On hearing the news Lady Granville, the Queen's aunt, said she would send a gift for the new arrival, Rose.

The Queen heard today how the young woman offered the silver back to the royal family and management of Hillsborough Castle, along with two family photographs, to add to their collections.

The Aboriginal fighting club stirred some interest from the Prince Philip who wanted to know how it was traced to the royals going back to one of their earliest foreign trips 60 years ago.

“Where's the evidence?” he joked.

Mr Atterbury offered what little advice was available to the royals.

“The story between then and now is mysterious. I think that's like a lot of things that arrive here in the palace without any clear knowledge of how or why. All the things here (on the table) are in the house for one reason or another without the back story.”

Six of the best from collection

1. A small, bronze sculpture of a horse and jockey, believed to be of the 1863 Derby winner Macaroni.

The history of the work by French artist Pierre Jules Mêne, and the race, stirred interest after the experts revealed the Epsom winner took home the spoils after 32 false starts.

Pierre Jules Mêne was considered the pioneer of animal sculpture in the 19th century.

Bids for sculptures can reach more than £3,000.

2. A George IV library table circa 1825 – one of a pair kept at Hillsborough. The library tables can differ in shape and size.

It traditionally has a rounded rectangular top with a gadrooned edge – which is an elaborately carved or a decorative series of curved moldings.

A similar table can fetch up to £12,000.

3. An 18th century Chinese soup tureen. With uses ranging from a soup container at dinner parties to a practical vase, soup tureens were popular in the 18th and 19th centuries

Tureens were first made of pewter or silver and the designs developed in metal were later adapted for the earthenware and porcelain.

Prices vary according to age, provenance and condition.

4. Five figurines from a Meissen monkey orchestra, both of which are held in the Ulster Museum. The Monkey Orchestra, consisting of 21 figurines, is one of the most whimsical classics of Meissen Baroque. It was created in 1753 by Johann Joachim Kaendler. A set of these figures was originally made by the Meissen factory for Augustus III, King of Saxony.

He was famous for his lavish banquets and the story goes that one day a guest made fun of his orchestra and said that they played like performing monkeys.

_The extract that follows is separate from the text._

PR #401, opened 2020-11-19
mrc-1931 Show remove file link when there is an error

EmmaLRussell:
I *think* this change is all we need to do to address the issue of not being able to remove files with errors - it allows the delete request to be sent to the backend when there was any error with the upload.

This amused the king so much that someone thought it would be a good idea to make a full orchestra of monkeys out of porcelain and set them out on his table at one of his banquets. Hence, porcelain monkey bands were created by the Meissen factory. Rare examples of the monkeys can fetch up to £10,000.

5. A Wagga Wagga stick which was gifted to the Queen on her tour of Australia in 1954. There is no explanation of how the Aboriginal fighting club ended up in Hillsborough. Clubs are usually always made from mulga wood and can vary in shapes and sizes.

In Aboriginal art paintings, fighting clubs are usually depicted the same as digging sticks.

The cost of a Wagga Wagga stick is not known.

6. A christening cup that has a strong connection to the royal family.

The cup was gifted to the daughter of the chief engineer on a transatlantic liner after she was born while Lord Granville, Governor of Northern Ireland, and his wife, were travelling on the ship to America.

On hearing the news Lady Granville, the Queen's aunt, said she would send a gift for the new arrival, Rose.

The Queen heard how the young woman offered the silver back to the royal family and management of Hillsborough Castle, along with two family photographs, to add to their collections.

Value would largely be based on the provenance of the item.

Keeping ma'am on value of royal artefacts

The value of items in the royal collection remains a mystery.

The Belfast Telegraph yesterday attempted to obtain the estimated values for the artefacts examined by the publicly-funded BBC Antiques Roadshow team.

The Queen and Duke of Edinburgh met Antiques Roadshow presenter Fiona Bruce and the show's leading antiques and fine arts specialists at the castle yesterday, ahead of a public event there today.

But a spokeswoman for Hillsborough Castle said "in the interests of viewers" no information about the items from the royal collection can be released.

The programme is expected to be broadcast in August.